■ **Problem**
Send back all of the data, word for word.

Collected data
══════════════════════════════

PR #1872, opened 2024-07-06
feat: Added ability to customize behavior of master volume during menu pause.

Jesuszilla:
Addresses feature request #1234

* Added PauseMasterVolume to config (defaults to 0: current behavior)
* Music pauses if master volume during pause low enough (< 5); scaled by configged value otherwise.
* All sounds now muted by the pause master volume amount.


K4thos:
please also update the defaukt config file: https://github.com/ikemen-engine/Ikemen-GO/blob/develop/src/resources/defaultConfig.json

PR #1883, opened 2024-07-11
Update README.md

shinriyo:
typo the name of `docker_build.sh`


K4thos:
from what I see this change was already made

PR #1907, opened 2024-07-25
feat: WindowScaleMode (nearest/bilinear filter toggle)

SuperFromND:
Requested by a few people and trivially easy to implement, so why not?
Defaults to `true`, bilinear filtering, while setting it to `false` uses nearest-neighbor.
image
image

### DIFF
--- a/src/main.go
+++ b/src/main.go
@@ -221,6 +221,7 @@ type configSettings struct {
 	InputSOCDResolution        int32
 	IP                         map[string]string
 	KeepAspect                 bool
+	WindowScaleMode            bool
 	LifeMul                    float32
 	ListenPort                 string
 	LoseSimul                  bool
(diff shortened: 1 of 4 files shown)


Kasasagi77:
Hello @SuperFromND - I wanted to throw in a scaling feature idea, but please treat this comment as an idle discussion for Your consideration rather than a full feature request.

Some software dealing with low-res/pixel-art scaling also adds an option sometimes called "sharp bilinear". The concept is very simple - you first upscale the original image with the "nearest" filter by a configurable integer ratio, e.g. x2, x3, x4, x5 and so on, and then scale the result with "bilinear" filter to the screen size (which can also be a down-scaling when a large multiplier is used).

This metod is very simple, but the results are great in my opinion.

This method can also often eliminate the motion-shimmer artifacts characteristic to the "nearest" scaling without sacrificing too much sharpness.

This method is also a strict generalization of the normal bilinear filtering, so it could be controlled with only one parameter in the configuration, e.g. `BilinearPrescale`, with `0` meaning only "nearest", `1` meaning only "bilinear", `>2` meaning the "nearest" pre-scaling factor of this method.

SuperFromND:
I'm actually familiar with sharp-bilinear, I'm just not entirely sure how to implement it. IIRC RetroArch has a working implementation I could probably look too, but for right this second its not a huge priority for me.

PR #1913, opened 2024-07-27
fix: Various window resizing-related fixes

### LINKED ISSUE #1901: When opening ikemen go nightly even with msaa disabled i get a black screen
I get a black screen when I open ikemen go nightly with msaa disabled

SuperFromND:
Fixes a regression that caused Ikemen GO to crash when attempting to examine it via Renderdoc, and ~~suspected to also be the cause of~~ permanent black-screens on Intel Integrated graphics due to undefined behavior (binding a texture as if it were a framebuffer object) that Nvidia and AMD gloss over with their drivers.

I suggest merging this before merging my other PR (#1907) as this fixes a fairly severe regression (~~even if this isn't the fix for Intel~~, it at least fixes Renderdoc which is essential for graphics debugging) while the other adds a (albeit very minimal-code) feature.

UPDATE: I just got confirmation this fixes Intel integrated graphics having a black screen! Fixes #1901.

### DIFF
--- a/src/render_gl.go
+++ b/src/render_gl.go
@@ -446,14 +446,20 @@ func (r *Renderer) EndFrame() {
 	gl.DrawArrays(gl.TRIANGLE_STRIP, 0, 4)
 	gl.DisableVertexAttribArray(uint32(loc))
 
-	// resize viewport and scale finished frame to window
-	gl.Viewport(x, y, resizedWidth, resizedHeight)
+	// rebind to prepare frame for blitting to window
 	if sys.multisampleAntialiasing {
 		gl.BindFramebuffer(gl.READ_FRAMEBUFFER, r.fbo_f)
 	} else {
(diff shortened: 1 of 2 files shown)


SuperFromND:
Appended a second commit to this that also fixes a related problem where resizing the window causes garbage data to appear due to us not clearing the entire window, just the frame area. Hope that's okay!

K4thos:
Please resolve the conflict, I'm merging from phone

SuperFromND:
Should be good to go now 👍

shin258:
> Should be good to go now 👍

Hi I confirm, it works great in the screen pack and fight with windowScalemode and Keep-aspect option activated also is corrected some frames drop too in my case (due of fbo bug before this last build i think). many thanks for your work. 
Menu: (no systemfit and stagefit option)
menu
In fight:
windowscale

══════════════════════════════

■ **Exercise response**
PR #1872, opened 2024-07-06
feat: Added ability to customize behavior of master volume during menu pause.

Jesuszilla:
Addresses feature request #1234

* Added PauseMasterVolume to config (defaults to 0: current behavior)
* Music pauses if master volume during pause low enough (< 5); scaled by configged value otherwise.
* All sounds now muted by the pause master volume amount.


K4thos:
please also update the defaukt config file: https://github.com/ikemen-engine/Ikemen-GO/blob/develop/src/resources/defaultConfig.json

PR #1883, opened 2024-07-11
Update README.md

shinriyo:
typo the name of `docker_build.sh`


K4thos:
from what I see this change was already made

PR #1907, opened 2024-07-25
feat: WindowScaleMode (nearest/bilinear filter toggle)

SuperFromND:
Requested by a few people and trivially easy to implement, so why not?
Defaults to `true`, bilinear filtering, while setting it to `false` uses nearest-neighbor.
image
image

### DIFF
--- a/src/main.go
+++ b/src/main.go
@@ -221,6 +221,7 @@ type configSettings struct {
 	InputSOCDResolution        int32
 	IP                         map[string]string
 	KeepAspect                 bool
+	WindowScaleMode            bool
 	LifeMul                    float32
 	ListenPort                 string
 	LoseSimul                  bool
(diff shortened: 1 of 4 files shown)


Kasasagi77:
Hello @SuperFromND - I wanted to throw in a scaling feature idea, but please treat this comment as an idle discussion for Your consideration rather than a full feature request.

Some software dealing with low-res/pixel-art scaling also adds an option sometimes called "sharp bilinear". The concept is very simple - you first upscale the original image with the "nearest" filter by a configurable integer ratio, e.g. x2, x3, x4, x5 and so on, and then scale the result with "bilinear" filter to the screen size (which can also be a down-scaling when a large multiplier is used).

This metod is very simple, but the results are great in my opinion.

This method can also often eliminate the motion-shimmer artifacts characteristic to the "nearest" scaling without sacrificing too much sharpness.

This method is also a strict generalization of the normal bilinear filtering, so it could be controlled with only one parameter in the configuration, e.g. `BilinearPrescale`, with `0` meaning only "nearest", `1` meaning only "bilinear", `>2` meaning the "nearest" pre-scaling factor of this method.

SuperFromND:
I'm actually familiar with sharp-bilinear, I'm just not entirely sure how to implement it. IIRC RetroArch has a working implementation I could probably look too, but for right this second its not a huge priority for me.

PR #1913, opened 2024-07-27
fix: Various window resizing-related fixes

### LINKED ISSUE #1901: When opening ikemen go nightly even with msaa disabled i get a black screen
I get a black screen when I open ikemen go nightly with msaa disabled

SuperFromND:
Fixes a regression that caused Ikemen GO to crash when attempting to examine it via Renderdoc, and ~~suspected to also be the cause of~~ permanent black-screens on Intel Integrated graphics due to undefined behavior (binding a texture as if it were a framebuffer object) that Nvidia and AMD gloss over with their drivers.

I suggest merging this before merging my other PR (#1907) as this fixes a fairly severe regression (~~even if this isn't the fix for Intel~~, it at least fixes Renderdoc which is essential for graphics debugging) while the other adds a (albeit very minimal-code) feature.

UPDATE: I just got confirmation this fixes Intel integrated graphics having a black screen! Fixes #1901.

### DIFF
--- a/src/render_gl.go
+++ b/src/render_gl.go
@@ -446,14 +446,20 @@ func (r *Renderer) EndFrame() {
 	gl.DrawArrays(gl.TRIANGLE_STRIP, 0, 4)
 	gl.DisableVertexAttribArray(uint32(loc))
 
-	// resize viewport and scale finished frame to window
-	gl.Viewport(x, y, resizedWidth, resizedHeight)
+	// rebind to prepare frame for blitting to window
 	if sys.multisampleAntialiasing {
 		gl.BindFramebuffer(gl.READ_FRAMEBUFFER, r.fbo_f)
 	} else {
(diff shortened: 1 of 2 files shown)


SuperFromND:
Appended a second commit to this that also fixes a related problem where resizing the window causes garbage data to appear due to us not clearing the entire window, just the frame area. Hope that's okay!

K4thos:
Please resolve the conflict, I'm merging from phone

SuperFromND:
Should be good to go now 👍

shin258:
> Should be good to go now 👍

Hi I confirm, it works great in the screen pack and fight with windowScalemode and Keep-aspect option activated also is corrected some frames drop too in my case (due of fbo bug before this last build i think). many thanks for your work. 
Menu: (no systemfit and stagefit option)
menu
In fight:
windowscale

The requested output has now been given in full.